Street preachers have been back on campus, purveying their intolerance and trying to incite particular reactions from students they then can use to raise money with.
The Thursday before spring break, I walked past the speaker’s platform and saw university police officers hanging out a short distance away from the action.
There was a time university police kept their distance from events in the Free Speech Area, and occasionally gave their tacit seal of approval to what would today be dubbed vigilantism.
In the 1970s, Fresno State hosted the largest contingent of Middle Eastern foreign students in the U.S. They typically majored in engineering and the sciences. The majority were from Iran. At the time, their homeland was in the throbs of great unrest against the ruling family. Mohammad Reza Pahlavi had ruled since 1941 after his father was forced to abdicate after a British-Soviet invasion.
Internal Iranian politics often spilled over on campus. The Iranian students were split into anti-Shah and pro-Shah factions. One or the other of the two groups would protest in the free speech area regularly.
Due to the supposed presence of Savak (the Iranian secret police) agents and informers on campus, the anti-Shah group wore paper bags over their heads with eye holes cut into them.
The opposing faction would inevitably charge the protesters and a wide-ranging brawl would ensue. Innocent bystanders often got caught up in the violence. Campus police would eventually break the fighting up.
American students finally became disgusted by the happenings.
On at least two occasions, students led by agricultural majors (including my late husband) charged into the battling groups, laying into them with fists and the occasional club.
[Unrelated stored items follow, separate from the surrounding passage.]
PR #1816, opened 2022-10-05
feat: managed lists

prestonlimlianjie:
## Problem

Users might want to reuse the same csv for campaigns of different purposes but has no way of doing it directly on Postman right now.

### Implement managed CSVs 
- Users can set their newly uploaded CSV file as a managed list to be used for later via a toggle in the UI
- The setting for whether a newly uploaded CSV file will become a managed list will only be saved when the user actually sends the campaign
- Users can see a dropdown of previously uploaded managed lists and select one to be used for a new campaign (up to an expiry date, it is currently 14 days, in line with our S3 file expiry deadline)
- Managed lists are specific to campaign types
- Managed lists are currently only released for the SMS and email campaign types

### Creating a Lists table
Each managed list is stored as a record in a new Lists table. The List record contains similar information as the `s3_object` field in the campaigns table. This is because a managed list is actually a pre-existing CSV file in the S3 bucket that was previously uploaded by the user.

### Creating a UserLists table
The relationship between managed lists and users is a many-to-many one. That is, each user can have many managed lists, and each managed list can belong to many users. As such, we need to create a UserLists join table.

### Saving list mechanism
- This PR introduces a new `should_save_list` column in the Campaigns table
- We only update this column when the campaign has been sent (because we don't want unsent campaign CSVs to pollute the managed lists)
- At this same point, we create a new record in the Lists table, as well as a corresponding record in the UserLists table.

### Reusing the exact same CSV file in S3
As this feature is experimental, I did not want to introduce new pieces of infrastructure unnecessarily. The trade off that we get here is that each managed list file can only live for 14 days (before S3 deletes it, and we also set it to expire in our database by specifying the expiry timeline in our DB queries). The benefit of this trade off is that we could get this rather significant new feature of allowing users to set their own managed lists out within 1 day.

## Deployment Checklist

- [ ] Run migration - there are 3 migration files


backend/src/core/services/list.service.ts
```diff
@@ -0,0 +1,121 @@
...
+    const user = await User.findOne({
+      where: { id: userId },
+      include: [
+        {
+          model: List,
+          where: {
+            channel,
+            createdAt: {
+              // We currently only want to retrieve managed lists that were uploaded fewer than <DAYS_TO_LIST_EXPIRY> ago
+              [Op.gte]: currentDateTime.setDate(
```
richard-yak, line 30: wow nice, TIL you could offset time like this directly in TS!

backend/src/core/services/list.service.ts
```diff
@@ -0,0 +1,121 @@
...
+}): Promise<List> => {
+  return List.create({
+    s3key,
+    etag,
+    filename,
+    channel,
+  })
+}
+
+const addUserToList = async ({
```
stanleynguyen, line 103: can we rename this `grantListAccessToUser`

backend/src/email/middlewares/email-template.middleware.ts
```diff
@@ -174,6 +177,76 @@ export const InitEmailTemplateMiddleware = (
...
+      // Enqueue upload job to be processed
+      await EmailTemplateService.enqueueUpload({
+        campaignId: +campaignId,
+        template,
+        s3Key,
+        etag,
+        filename,
+      })
+
+      // Return early because bulk insert is slow
```
stanleynguyen, line 229: I think this comment is a bit misleading cos our processing happened elsewhere (as suggested from the `enqueueUpload` function call while this one might imply that it happens in this same place

backend/src/core/interfaces/campaign.interface.ts
```diff
@@ -21,9 +21,18 @@ export interface CampaignDetails {
   valid: boolean
   has_credential: boolean
   csv_filename: string
+  s3_object: {
```
stanleynguyen, line 24: can use `CampaignS3ObjectInterface`

stanleynguyen (approved):

backend/src/email/middlewares/email-template.middleware.ts
prestonlimlianjie: Resolved [9dad668](https://github.com/opengovsg/postmangovsg/pull/1816/commits/9dad668792a789f19da3dcf90e36e61e8644c843)

backend/src/core/services/list.service.ts
prestonlimlianjie: Resolved [13c39c2](https://github.com/opengovsg/postmangovsg/pull/1816/commits/13c39c2019568b6736dcbab909fcf9dc6f1a5460)

PR #1830, opened 2022-10-06
feat(backend): transactional email GET endpoints design

stanleynguyen:
## Problem

GET endpoints for:
- listing transactional emails
- get transactional email by ID

## Solution

Implement it duh

## Deployment Checklist

- [ ] NA

### DIFF
--- a/backend/src/email/routes/email-transactional.routes.ts
+++ b/backend/src/email/routes/email-transactional.routes.ts
@@ -234,6 +234,161 @@ export const InitEmailTransactionalRoute = (
     emailTransactionalMiddleware.rateLimit,
     emailTransactionalMiddleware.sendMessage
   )
+  /**
+   * @swagger
+   * paths:
+   *   /transactional/email:
+   *     get:
+   *       security:
+   *         - bearerAuth: []
+   *         - cookieAuth: []
+   *       tags:
+   *         - Email
+   *       summary: "List transactional emails"
+   *       parameters:
+   *         - in: query
+   *           name: limit
+   *           description: max number of messages returned
+   *           required: false
+   *           schema:
+   *             type: integer
+   *             minimum: 1
+   *             maximum: 100
+   *             default: 10
+   *         - in: query
+   *           name: offset
+   *           description: offset to begin returning messages from
+   *           required: false
+   *           schema:
+   *             type: integer
+   *             minimum: 0
+   *             default: 0
+   *         - in: query
+   *           name: status
+   *           description: status of messages to filter for
+   *           required: false
+   *           schema:
+   *             type: array
+   *             items:
+   *               type: string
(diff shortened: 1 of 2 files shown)


backend/src/email/routes/email-transactional.routes.ts
```diff
@@ -236,5 +236,243 @@ export const InitEmailTransactionalRoute = (
...
+   *
+   *       responses:
+   *         200:
+   *           description: Succcessfully retrieve a list of messages
+   *           content:
+   *             application/json:
+   *               schema:
+   *                 type: object
+   *                 required:
+   *                   - has_more
```
prestonlimlianjie, line 326:
```suggestion
   *                   - next_id
```

Perhaps provide a `next_id` instead, so that API users can rely on our API responses to paginate without having to do math on their end (i.e. `next_id` = `curr_id` + `offset`)

backend/src/email/routes/email-transactional.routes.ts
```diff
@@ -236,5 +236,243 @@ export const InitEmailTransactionalRoute = (
...
+   *                   - data
+   *                 properties:
+   *                   has_more:
+   *                     type: boolean
```
prestonlimlianjie, line 330:
```suggestion
   *                   next_id:
   *                     type: integer
```

See above comment

backend/src/email/routes/email-transactional.routes.ts
```diff
@@ -236,5 +236,243 @@ export const InitEmailTransactionalRoute = (
...
+   *       parameters:
+   *         - in: path
+   *           name: emailId
+   *           required: true
+   *           schema:
+   *             type: string
+   *             example: 69
+   *       responses:
+   *         200:
+   *            description: Succcessfully retrieve transactional email with corresponding ID
```
prestonlimlianjie, line 415:
```suggestion
   *         200:
   *           description: Succcessfully retrieve transactional email with corresponding ID
   *           content:
   *            application/json:
   *              schema:
   *                $ref: '#/components/schemas/EmailMessageTransactional'
```

backend/src/email/routes/email-transactional.routes.ts
stanleynguyen: We're doing `offset + limit` instead of a `start_id + limit` (or `end_id + limit`) though so giving `next_id` is not really helpful in this case

backend/src/email/routes/email-transactional.routes.ts
stanleynguyen: Oh shit forgot to commit this one 🤣

backend/src/email/routes/email-transactional.routes.ts
prestonlimlianjie: Ah I meant `next_id` as a `next_offset_value`. But this isn't a big deal. I'm ok with `has_more`.

prestonlimlianjie (approved):
lgtm

PR #1831, opened 2022-10-07
Fix/allow null managed list

prestonlimlianjie:
## Problem

Backend throws a 400 error if the user does not interact with the save managed list button.

## Solution

Make the API endpoint accept a null value for `should_save_list`


richard-yak (approved):
lgtm

PR #2158, opened 2023-08-10
fix: fetch correct client

jia1:
## Problem

The Resend button uses client 2 all the time.

Closes [SGC-191](https://linear.app/ogp/issue/SGC-191/resend-causes-two-govsg-threads-in-prod)

## Solution

Remove whitespaces and prepend +countrycode to phone numbers when using the `getApiClientId` query.

Don't merge today. Merge on Friday.

### DIFF
--- a/backend/src/govsg/middlewares/govsg-verification.middleware.ts
+++ b/backend/src/govsg/middlewares/govsg-verification.middleware.ts
@@ -101,6 +101,8 @@ export const resendPasscodeCreationMessage = async (
   }
   const { recipient } = govsgMessage
   // flamingoDb has phone numbers prepended with +countrycode but phone numbers in govsgMessage don't always have that.
+  // In addition, phone numbers in govsgMessage are sometimes observed to have whitespaces inside them. Such is not observed
+  // in flamingoDb.
   const recipientWithCountryCode =
     removeWhitespacesAndPrependCountryCode(recipient)
   const apiClientIdMap = await whatsappService.flamingoDbClient.getApiClientId([
--- a/backend/src/govsg/middlewares/govsg-verification.middleware.ts
+++ b/backend/src/govsg/middlewares/govsg-verification.middleware.ts
@@ -4,8 +4,8 @@ import { GovsgMessage } from '@govsg/models'
 import { GovsgVerification } from '@govsg/models/govsg-verification'
 import { WhatsAppApiClient } from '@shared/clients/whatsapp-client.class/types'
 import { sendPasscodeCreationMessage } from '@govsg/services/govsg-verification-service'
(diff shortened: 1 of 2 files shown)


backend/src/govsg/middlewares/govsg-verification.middleware.ts
```diff
@@ -99,8 +100,13 @@ export const resendPasscodeCreationMessage = async (
     })
   }
   const { recipient } = govsgMessage
+  // flamingoDb has phone numbers prepended with +countrycode but phone numbers in govsgMessage don't always have that.
+  // In addition, phone numbers in govsgMessage are sometimes observed to have whitespaces inside them. Such is not observed
+  // in flamingoDb.
```
ihwk1996, line 105: Is this comment clearer?

```suggestion
  // flamingoDb numbers are prepended with +countrycode and have no whitespaces.
  // recipient numbers of govsgMessage may not fulfil the above thus have to be preprocessed first.
```

ihwk1996 (approved):

backend/src/govsg/middlewares/govsg-verification.middleware.ts
jia1: Let me take it!

Thank you Ivan!

jia1:
I heard from Stanley he does do normalisation so I found the existing normalisation function and will be using that.

backend/src/govsg/middlewares/govsg-verification.middleware.ts
```diff
@@ -99,8 +100,11 @@ export const resendPasscodeCreationMessage = async (
     })
   }
   const { recipient } = govsgMessage
+  // flamingoDb numbers are prepended with +countrycode and have no whitespaces.
+  // recipient numbers of govsgMessage may not fulfil the above thus have to be preprocessed first.
+  const normalisedRecipient = PhoneNumberService.normalisePhoneNumber(recipient)
```
KishenKumarrrrr, line 105: Do we need to add this normalisation in the other instances where the `getApiClient` function is used (Looks like `govsg.class.ts` and `govsg-transactional.service.ts`)? I assume that this normalisation is always required?

jia1: Those are created by the original coreteam and they are aware of the need for normalisation. If you do a quick search of `normalisePhoneNumber`, it should be already called in those places.

I never encountered this because I was operating from the webhook-side where the client ID is already given by WhatsApp.

KishenKumarrrrr: I agree, best not to touch the flamingo function. Thanks for your reply.

KishenKumarrrrr (approved):

PR #2159, opened 2023-08-10
style: set cursor to pointer when hovering over tabs in CampaignHeaderTabs

jia1:
## Problem

When hovering over tabs in CampaignHeaderTabs, the cursor was not set, so it becomes unclear if the tabs are clickable.

Closes [SGC-187](https://linear.app/ogp/issue/SGC-187/use-cursor-pointer-for-report-messages-tabs)

## Solution

CSS


KishenKumarrrrr (approved):
LGTM

PR #2160, opened 2023-08-10
feat: enable multi-lingual support for bulk send

jia1:
## Notes

- Merge #2155 first. Remember to switch base to `master`.
- Only users with access to the GOVSGV feature can enjoy this feature.

## Summary of changes

Enable multi-lingual templates for bulk send too.

Closes [SGC-189](https://linear.app/ogp/issue/SGC-189/support-multi-lingual-messages-in-bulk-send)

## Checklist

- [x] Add `language` column to sample CSV
- [x] Inject language into `GovsgMessage`
- [x] Localise message preview
- [x] Transform language into language code for upstream processing

## Screenshots

Screenshot 2023-08-10 at 4 54 59 PM

### DIFF
--- a/backend/src/govsg/middlewares/govsg-template.middleware.ts
+++ b/backend/src/govsg/middlewares/govsg-template.middleware.ts
@@ -33,7 +33,7 @@ const convertMultilingualSupportToResponse = (
     language: languageSupport.language,
     // eslint-disable-next-line @typescript-eslint/ban-ts-comment
     // @ts-ignore
-    code: languageSupport.languageCode ?? languageSupport['language_code'],
+    code: languageSupport.language_code,
   }))
 }
 
--- a/backend/src/govsg/services/govsg-template.service.ts
+++ b/backend/src/govsg/services/govsg-template.service.ts
@@ -29,12 +29,17 @@ export async function getFilledTemplate(
 
 const getLocalisedTemplateBody = (
   template: GovsgTemplate | null,
-  languageCode: string
+  language: string
 ) => {
+  console.log(
+    'getLocalisedTemplateBody',
+    language,
+    template?.multilingualSupport
+  )
+  const languageInLowerCase = language.toLowerCase()
   return (template?.multilingualSupport.find(
-    // eslint-disable-next-line @typescript-eslint/ban-ts-comment
-    // @ts-ignore
-    (languageSupport) => languageSupport.language_code === languageCode
+    (languageSupport) =>
+      languageSupport.language.toLowerCase() === languageInLowerCase
   )?.body ?? template?.body) as string
 }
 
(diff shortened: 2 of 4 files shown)


backend/src/govsg/middlewares/govsg-template.middleware.ts
```diff
@@ -33,7 +33,7 @@ const convertMultilingualSupportToResponse = (
     language: languageSupport.language,
     // eslint-disable-next-line @typescript-eslint/ban-ts-comment
     // @ts-ignore
-    code: languageSupport.languageCode ?? languageSupport['language_code'],
+    code: languageSupport.language_code,
```
jia1, line 36: Sequelize does not seem to care about nested fields, so they remain in snake case. Thus removing the redundant `xxx ??`

backend/src/govsg/services/govsg-template.service.ts
```diff
@@ -27,6 +27,22 @@ export async function getFilledTemplate(
   return pivot.govsgTemplate
 }
 
+const getLocalisedTemplateBody = (
```
jia1, line 30: Will only think of moving this to a separate file if more functions are using this. Right now, only 1 usage.

backend/src/govsg/services/govsg.service.ts
```diff
@@ -114,6 +115,18 @@ export function uploadCompleteOnPreview({
   }
 }
 
+const getLanguageCode = (language: string) => {
+  const languageInLowerCase = language.toLowerCase()
+  const whatsAppLanguages = Object.keys(WhatsAppLanguages)
+  const key = whatsAppLanguages.find(
+    (whatsAppLanguage) => whatsAppLanguage.toLowerCase() === languageInLowerCase
```
jia1, line 122: If we look at the current situation, `toLowerCase()` is redundant here but I want to be resilient against careless refactors.

frontend/src/components/dashboard/create/govsg/GovsgRecipients.tsx
```diff
@@ -184,7 +184,7 @@ const GovsgRecipients = ({
           <FileInput isProcessing={isUploading} onFileSelected={uploadFile} />
           <p>or</p>
           <SampleCsv
-            params={params}
+            params={['language', ...params]}
```
jia1, line 187: I didn't want to put `language` as a fixed header inside `SampleCsv` because `SampleCsv` is used beyond Gov.sg.

KishenKumarrrrr (approved):
You fixed some of my comments from #2155 here, can just ignore those.

backend/src/govsg/services/govsg.service.ts
```diff
@@ -114,6 +115,21 @@ export function uploadCompleteOnPreview({
   }
 }
 
+const getLanguageCode = (language: string | undefined) => {
+  if (!language) {
+    return WhatsAppLanguages.english
+  }
+  const languageInLowerCase = language.toLowerCase()
```
KishenKumarrrrr, line 122: minor nit: but actually I think this is small enough to just be done inline on line 125

jia1: I just want to be a bit clearer than making this function call feel like an afterthought. Would probably leave this in until it becomes a pain.

PR #2161, opened 2023-08-10
feat: smart lang chips

jia1:
## Problem

Before this PR, we either show 0 or 4 language chips and radio options.

We should show them based on the actual languages supported by the template.

Closes [SGC-188](https://linear.app/ogp/issue/SGC-188/show-only-language-chips-which-the-template-has)


KishenKumarrrrr (approved):
LGTM

PR #2162, opened 2023-08-11
fix: bug fixes for multi-lingual feature

jia1:
### refactor: remove redundant length check

This length check was originally needed because we show either 0 or 4 lang chips. Now, we check the `languages` array to know what to render.

### fix: update capitalisation due to smart lang chips

The values passed around have changed a bit due to this refactor. This commit handles the aftermath that was previously undetected.

### fix: make getCampaignDetails return code instead of language_code

With the current set of PRs, coming back to an existing Draft campaign and selecting the language will lead to a crash because I did not make `getCampaignDetails` return `code` instead of `language_code`.

### fix: add missing length check

`rest.checked && children` alone is not enough to say there is at least 1 child in the array. This is because `[]` is truthy. Added a length check. Kudos to @KishenKumarrrrr for catching this.


KishenKumarrrrr (approved):
LGTM

PR #2163, opened 2023-08-11
chore: make import-in-the-middle ^1.4.2

jia1:
https://security.snyk.io/vuln/SNYK-JS-IMPORTINTHEMIDDLE-5826054

### Notes

- `import-in-the-middle` is a dep of `dd-trace`
- `dd-trace` for the other `package.json` are already updated but not this. So I'm updating it in this PR.

### DIFF
--- a/backend/package.json
+++ b/backend/package.json
@@ -44,7 +44,7 @@
     "connect-redis": "4.0.4",
     "convict": "6.2.4",
     "cors": "2.8.5",
-    "dd-trace": "2.13.0",
+    "dd-trace": "2.45.1",
     "dotenv": "8.2.0",
     "escape-html": "1.0.3",
     "express": "4.18.2",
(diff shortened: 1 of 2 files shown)


backend/package.json
```diff
@@ -44,7 +44,7 @@
     "connect-redis": "4.0.4",
     "convict": "6.2.4",
     "cors": "2.8.5",
-    "dd-trace": "2.13.0",
```
KishenKumarrrrr, line 47: `import-in-the-middle` is not directly upgraded?

Also, how do we test if the upgrade works? Pass CI == OK?

jia1: Not directly upgraded because it only exists in `package-lock.json` as a dep under `dd-trace`.

I'm taking a leap of faith here because the upgrade was a minor version upgrade and it was done for the other folders but not this.

PR #2164, opened 2023-08-11
Revert "fix: bug fixes for multi-lingual feature"

jia1:
Reverts opengovsg/postmangovsg#2162


jia1:
Not needed anymore. The reason things did not work as expected in production was because I forgot to run pending db migrations.

PR #2165, opened 2023-08-11
fix: make message campaign defined

jia1:


KishenKumarrrrr (approved):
Thanks for making the changes.

PR #2169, opened 2023-08-14
refactor: rename and hide language param

jia1:
## Problem

Two problems:

### Inconsistency in the param field name for language code

In bulk send, the param field name for language code is `language`. Refer to the sample csv file. But in single send, the param field name for language code is `languageCode`.

Not ideal because the govsg messages frontend table will show `language` for bulk send and `languageCode` for single send. Plus, in the db, `params` has both snake case (e.g. `officer_name` ) and camel case (e.g. `languageCode`) field names.

This PR standardises the param field name for language code to just `language`.

### Should hide the language from params in the govsg messages table 

Why:

- Leaving the code as-is would give a poor UX. I put in a small amount of time to see if I could expand the height of the table row but I have not been successful yet.
    - Poor UX: Table row is too squeezy for showing the language, see screenshot
- Original screen does not have this. We may want to render this in a column of its own. But given there are other more important tasks at hand, we hide this param first.
    - Poor UX: For single send, the language value is pre-populated by the radio button but for bulk, the language value is the raw value provided by the user.

#### Single send
Screenshot 2023-08-14 at 9 54 10 AM

#### Bulk send
Screenshot 2023-08-14 at 9 54 30 AM

#### Both
Screenshot 2023-08-14 at 9 54 44 AM

### DIFF
--- a/backend/src/govsg/middlewares/govsg-verification.middleware.ts
+++ b/backend/src/govsg/middlewares/govsg-verification.middleware.ts
@@ -58,6 +58,8 @@ export const listMessages = async (
       recipient_name,
       // eslint-disable-next-line @typescript-eslint/no-unused-vars
       officer_designation,
+      // eslint-disable-next-line @typescript-eslint/no-unused-vars
+      language,
       ...remainingParams
     } = row.params as Record<string, string>
     return {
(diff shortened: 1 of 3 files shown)


KishenKumarrrrr (commented):
No issues with the changes made to rename `languageCode` to `language`. However could I check how we are performing the hiding of the language information in the frontend? It is not very clear to me based on the changes made as they only cover the renaming of the field.

jia1:
> No issues with the changes made to rename `languageCode` to `language`. However could I check how we are performing the hiding of the language information in the frontend? It is not very clear to me based on the changes made as they only cover the renaming of the field.

If you look at the 2nd commit, I separated `language` from `params` through de-structuring. Then, I return params with `remainingParams` as the value.

KishenKumarrrrr (approved):
> If you look at the 2nd commit, I separated language from params through de-structuring. Then, I return params with remainingParams as the value.

Brilliant stuff, sorry I missed it.

PR #2172, opened 2023-08-14
feat: allow user-specified default params in sample csv

jia1:
## Problem

Closes [SGC-197](https://linear.app/ogp/issue/SGC-197/set-default-language-in-bulk-send-csv-to-english)

## Solution

Create an optional `defaultParams` prop for `SampleCsv`.

### DIFF
--- a/frontend/src/components/common/sample-csv/SampleCsv.tsx
+++ b/frontend/src/components/common/sample-csv/SampleCsv.tsx
@@ -1,5 +1,5 @@
 import download from 'downloadjs'
-import { without, times, constant } from 'lodash'
+import { without } from 'lodash'
 
 import TextButton from '../text-button'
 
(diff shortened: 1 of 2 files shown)


frontend/src/components/common/sample-csv/SampleCsv.tsx
```diff
@@ -39,11 +41,19 @@ const SampleCsv = ({
         ...without(variableHeaders, ...fixedHeaders),
       ]
 
+      const variableRow = Array(headers.length - 1).fill('abc')
```
KishenKumarrrrr, line 44: Am I correct to say that using `abc` is acceptable here because we don't have default parameters for all the different templates' fields?

KishenKumarrrrr (approved):
No issues with the changes, just a small question about the use of `abc`

frontend/src/components/common/sample-csv/SampleCsv.tsx
jia1: While I'm not able to know what the original committer was thinking, I would believe this is better than seemingly realistic values. Otherwise, might forget to change. As for abc vs some other placeholder value, I prefer something more eye-catching like TEST. But, out of scope of this task/PR.

jia1: I might have misunderstood your qn, I'll just add on to see if this lands:

I only want to add default params for `language` and nothing else. Since the original behaviour uses `abc`, I'll do the same.

PR #2173, opened 2023-08-14
feat: un-hardcode WA template label

jia1:
## Problem

Production will be using a different template label for pre-call notification. We need a way to configure the label for each environment.

## Solution

Create the `WA_PRECALL_TEMPLATE_LABEL` env var and use it.

## Deployment Checklist

- [x] Env vars for staging and production are already set
- [x] Update env var for dev in 1Password
- [x] Verify the if-check works in staging

## Post-deployment Checklist

- [ ] Update prod db to use the new template label


KishenKumarrrrr (approved):
LGTM, can I check if this will affect the current whitelisting procedure?

jia1:
> LGTM, can I check if this will affect the current whitelisting procedure?

The template label will become `sgc_notify_upcoming_call_2` instead of `sgc_notify_upcoming_call_1`. No new db records.

But if the whitelisting script / whitelist contains reference to `sgc_notify_upcoming_call_1`, then need to update it to `sgc_notify_upcoming_call_2`.

PR #2174, opened 2023-08-14
feat: un-remove language from govsg messages table and sort message data

jia1:


ihwk1996 (approved):
Lgtm. The sort is a good idea!

PR #8633, opened 2025-11-14
Fix index using tuple for image cropping operation

johnzielke:
I'm getting a warning at this line:
"Using a non-tuple sequence for multidimensional indexing is deprecated and will be changed in pytorch 2.9; use x instead of x. In pytorch 2.9 this will be interpreted as     _tensor.py:1654
tensor index, x, which will result either in an error or a different result".

### Types of changes


ericspod (approved):
Thanks for spotting this, @johnzielke I think we can merge this one soon, @KumoLiu please trigger blossom when possible.

PR #8639, opened 2025-11-21
Fix #8350: Clarify LocalNormalizedCrossCorrelationLoss docstring

### LINKED ISSUE #8350: "LocalNormalizedCrossCorrelationLoss" Docstring is Ambiguous
The problem is about the docstring of "LocalNormalizedCrossCorrelationLoss" under losses.
1. It is unclear if the returned value is in the range [-1, 1] as a standard correlation metric.
2. It is not clear if the returned value will be negative or positive, also it is not clear if it is subject to minimization or maximization.

Let me elaborate on an example:

If for any project I want to increase the correlation between two images, I would calculate the correlation first then I would
negate it since the autograd library I would use would do minimization by default. Then I would also add +1 to it since
having negative loss terms when doing minimization is generally frowned upon, I am not sure for a good reason or not.

But this loss function directly returns a negative value, without going into the code it is not clear if this is because
the correlation is actually negative or not, should minimize or maximize the value, these are not at all clear and
absolutely can't be assumed, so this information should clearly be stated in the docstring, possibly with an additional
explanation like "smaller loss means high correlation" or as such.

1. In the docstring, state the range of the values that can be returned by the function if there is such a closed range.
2. State the "real calculation" to "loss function" conversion steps, what is the actual correlation value, and what are you applying to it before returning (applying log, multiplying with -1, etc.). So that people can interpret what a high or low loss value actually means in terms of correlation.
3. Optionally also state what a low or high loss value indicated in terms of correlation between the images for ease of usage.

I think there are endless ways of doing it, the main goal is clearing out any ambiguity, in whichever way possible. What I suggest seems reasonable to me.

**Additional context**
None

engmohamedsalah:
## Description
  This PR improves the docstring for `LocalNormalizedCrossCorrelationLoss` to address the ambiguities identified in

Years later, my husband told me the campus cops weren’t unhappy about the American kids breaking things up.
Then, there was the near-violence when the Ku Klux Klan came calling in November 1997 after leaving leaflets on cars at a home football game. Despite the 100 police officers surrounding the small group, they were hustled away from the extremely hostile crowd after about 10 minutes.
Preachers have always wandered onto campus with their condemning messages aimed at students. They’re about as regular as the professional bicycle theft rings that haunt colleges at the beginning of every semester. Students have always rejected them.
In the mid-2000s, we had a street preacher show up with hateful messages targeting the LGBTQ community on and off campus. The reaction from students was immediate and hostile. As now, administration emphasized he had the right to say whatever he wanted if it didn’t amount to shouting “fire” in a theatre.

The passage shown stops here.